Auf der Insel Barro Colorado in Panama fanden Yack und Fullard nachtaktive Schmetterlinge, die auf ihren Flügeln Sensoren besitzen, mit denen sie die von Fledermäusen ausgesandten Ultraschallsignale empfangen können. Diese Ultraschalltechnik benutzen Fledermäuse als Radargerät, um sich in der Dunkelheit zurechtzufinden und ihre Beute zu lokalisieren. Wenn die Biologen nachtaktive Schmetterlinge simulierten Ultraschallauten aussetzten, ähnlich denen von Fledermäusen, vollführten die Insekten Fluchtmanöver, um den scheinbar angreifenden Flederäusen zu entkommen: Sie flogen Loopings und Spiralen, gingen auf Steil- oder Sturzflug. Bisher waren Wissenschaftler der Meinung, die Ultraschallsensorik sei ein üblicher Verteidigungs- und Warnmechanismus für Nachtfalter und andere nachtaktive Insekten, aber nicht für Tagfalter.

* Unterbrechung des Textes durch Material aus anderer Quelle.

PR #11712, opened 2026-08-27
Improve AI handling of reveal-count effects

vanja-ivancevic:
- Evaluate any-number self-reveal effects from a detached LKI host containing the cards the AI can reveal, without modifying the live card or remembered state.
- Reuse Forge's normal `AbilityUtils` and SVar evaluation for the full subability chain, including Amount, Twice, and Chroma expressions.
- Add a narrow per-API evaluation-host hook at the controller's existing alternate-host boundary, with host and cast-state restoration in `try`/`finally`.
- Decline the effect when no eligible cards can be revealed, allow the affected cards in curated AI decks while retaining their random-deck exclusion, and identify Scent of Nightshade as a curse for targeting.
- This prepares the reveal-count cards needed by a Fallen Empires Adventure dungeon while improving the same mechanics generally.
- Verified with focused game-state scenarios for Scent of Cinder, Phosphorescent Feast's Chroma expression, an empty reveal set, and Cinder Seer's activated ability; the live host was unchanged after every evaluation.

### DIFF
--- a/forge-ai/src/main/java/forge/ai/ability/RevealAi.java
+++ b/forge-ai/src/main/java/forge/ai/ability/RevealAi.java
@@ -7,7 +7,6 @@ import forge.ai.PlayerControllerAi;
 import forge.game.ability.AbilityUtils;
 import forge.game.card.Card;
 import forge.game.card.CardCollection;
-import forge.game.card.CardCopyService;
 import forge.game.card.CardLists;
 import forge.game.cost.Cost;
 import forge.game.player.Player;
@@ -19,8 +18,12 @@ public class RevealAi extends RevealAiBase {
 
     @Override
     protected AiAbilityDecision checkApiLogic(final Player ai, final SpellAbility sa) {
-        if (isRememberedSelfRevealAnyNumber(sa) && getRevealableCards(ai, sa).isEmpty()) {
-            return new AiAbilityDecision(0, AiPlayDecision.CantPlayAi);
+        if (isRememberedSelfRevealAnyNumber(sa)) {
+            CardCollection revealable = getRevealableCards(ai, sa);
+            if (revealable.isEmpty()) {
+                return new AiAbilityDecision(0, AiPlayDecision.MissingNeededCards);
+            }
+            setAiEvaluationHost(sa, revealable);
         }
 
         if (!revealHandTargetAI(ai, sa, false)) {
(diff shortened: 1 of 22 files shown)


forge-ai/src/main/java/forge/ai/ability/RevealAi.java
```diff
@@ -26,6 +34,39 @@ protected AiAbilityDecision checkApiLogic(final Player ai, final SpellAbility sa
...
+        final SpellAbility root = ab.getRootAbility();
+        if (ab != root.getSubAbility() || !isRememberedSelfRevealAnyNumber(root)) {
+            return super.chkDrawbackWithSubs(ai, ab);
+        }
+
+        final Card host = root.getHostCard();
+        // The AI reveals every valid card, so project that count while evaluating the dependent effect.
+        final CardCollection projected = getRevealableCards(ai, root);
+        projected.removeIf(host::isRemembered);
+        host.addRemembered(projected);
```
tool4ever: AI isn't allowed to modify engine state like this

vanja-ivancevic: Fixed in 7ffc0dde890. The AI now projects remembered-count SVars on a detached SpellAbility copy and transfers only the selected target back, so it no longer changes the live card’s remembered list or view state.

tool4ever: Still seems a bit hacky...
Furthermore I'm not sure more complicated cases `SVar:X:Remembered$ChromaSource.Green/Twice` would get handled by this?

I recommend exploring some more generic approach that focuses on your original remembering but works with LKI hosts.
This is already done partly for engine needs here: https://github.com/Card-Forge/forge/blob/0eb3a69b025a3180dadf436fe4e7eda1171a02fa/forge-ai/src/main/java/forge/ai/AiController.java#L830

If you find a clever way to extend it you'd get the reset for free there, probably per API based? 🤔

vanja-ivancevic: Thanks, that was the right direction. I removed the SVar scanning and first-subability copy. `RevealAi` now provides a detached LKI host with the projected remembered cards through a small API hook, and `AiController` evaluates and restores it at the existing alternate-host boundary under `try`/`finally`. Normal `AbilityUtils` processing now handles the full chain, including `Remembered$ChromaSource.Green/Twice`, while the live card remains unchanged. I verified the ordinary count, Chroma, zero-eligible-card, and activated Seer cases.

vanja-ivancevic:
Post-revision self-review: I traced this hook through `canPlayAndPayFor` and checked every current any-number self-reveal script it can match. It creates one detached LKI host per evaluation, does not interpret SVars or mutate live card/game state, and leaves the normal API path to evaluate ordinary counts, operators, and Chroma. Existing matches such as Rosheen, Roaring Prophet and Sacellum Godspeaker use the same reveal-to-remembered semantics. The twelve scripts changed here remain `AI:RemoveDeck:Random`, so they are available to curated AI decks such as Adventure NPC decks but remain excluded from random deck generation. The four focused scenarios and a clean `forge-ai` reactor build pass.

tool4ever (approved):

"Die Entdeckung dieser Tagfalter mit ultraschallempfindlichen Ohren ist bemerkenswert", sagt Fullard. "Fledermäuse übten eindeutig einen starken selektiven Druck auf die Entwicklung solcher Ohren aus." Ob diese Hörorgane nun ein Überbleibsel aus der Vergangenheit sind und später verloren gingen, oder sich erst nach der Aufspaltung in Tag- und Nachtfalter entwickelten, können die Wissenschaftler noch nicht mit Sicherheit sagen.

Die tagaktiven Schmetterlinge sind dem Räuberdruck der Fledermäuse jedenfalls erfolgreich entkommen. Um sich aber gegen andere Feinde wie zum Beispiel Vögel zu schützen, mußten sie ausgeklügelte visuelle Warnsysteme entwickeln.